Collisions versus stellar winds in the runaway merger scenario: place your bets

TL;DR

This paper uses N-body simulations to explore how stellar winds and metallicity influence the formation of intermediate-mass black holes through runaway mergers in star clusters, with implications for gravitational wave detection.

Contribution

It introduces new recipes for stellar winds and supernovae in simulations, showing how metallicity affects the mass of merger remnants and the likelihood of IMBH formation.

Findings

At solar metallicity, merger remnants are up to ~30 solar masses.

At low metallicity, remnants can reach ~250 solar masses, consistent with IMBHs.

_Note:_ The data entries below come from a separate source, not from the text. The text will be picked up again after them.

PR #622, opened 2023-04-13
[client/catapult] fix: catapult client ionet failing on Windows

Wayonb:
catapult ionet tests occasionally fails on Windows

## What's the issue?
catapult client ionet tests are failing on Windows due to race condition due to the server socket getting closed before the read is complete by the client.

add synchronization between the server and client threads so the server thread waits for read to be completed before the server thread exit.

tested local on Windows and Linux nodes.
Havent been able to reproduce the issue on Windows.

### DIFF
--- a/client/catapult/tests/catapult/ionet/PacketSocketTests.cpp
+++ b/client/catapult/tests/catapult/ionet/PacketSocketTests.cpp
@@ -66,7 +66,7 @@ namespace catapult { namespace ionet {
 					writeCode = code;
 				});
 
-				WAIT_FOR(readComplete);
+				test::waitForReadCompleteOrLog(readComplete);
 			});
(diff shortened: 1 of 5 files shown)


Jaguar0625:
> server socket getting closed before the read is complete by the client.

do you know what IS read by the client in that case ?

Wayonb:
> do you know what IS read by the client in that case ?

The will read only part of the buffer and you will see a message like 
```
2023-04-12 17:30:48.811176 0x00004060: <debug> (net::ClientSocket.cpp@181) client socket read 118792 bytes - with code An existing connection was forcibly closed by the remote host
```

If successful then this message is logged.
```
2023-04-13 04:16:48.891266 0x000038d0: <debug> (net::ClientSocket.cpp@181) client socket read 204800 bytes - success!
```

Jaguar0625 (approved):

Jaguar0625 (approved):
👍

A significant fraction of remnants remain bound and may form binary systems.

Abstract

The runaway merger scenario is one of the most promising mechanisms to explain the formation of intermediate-mass black holes (IMBHs) in young dense star clusters (SCs). On the other hand, the massive stars that participate in the runaway merger lose mass by stellar winds. This effect is tremendously important, especially at high metallicity. We discuss N-body simulations of massive (~6x10^4 Msun) SCs, in which we added new recipes for stellar winds and supernova explosion at different metallicity. At solar metallicity, the mass of the final merger product spans from few solar masses up to ~30 Msun. At low metallicity (0.01-0.1 Zsun) the maximum remnant mass is ~250 Msun, in the range of IMBHs. A large fraction (~0.6) of the massive remnants are not ejected from the parent SC and acquire stellar or black hole companions. Finally, I discuss the importance of this result for gravitational wave detection.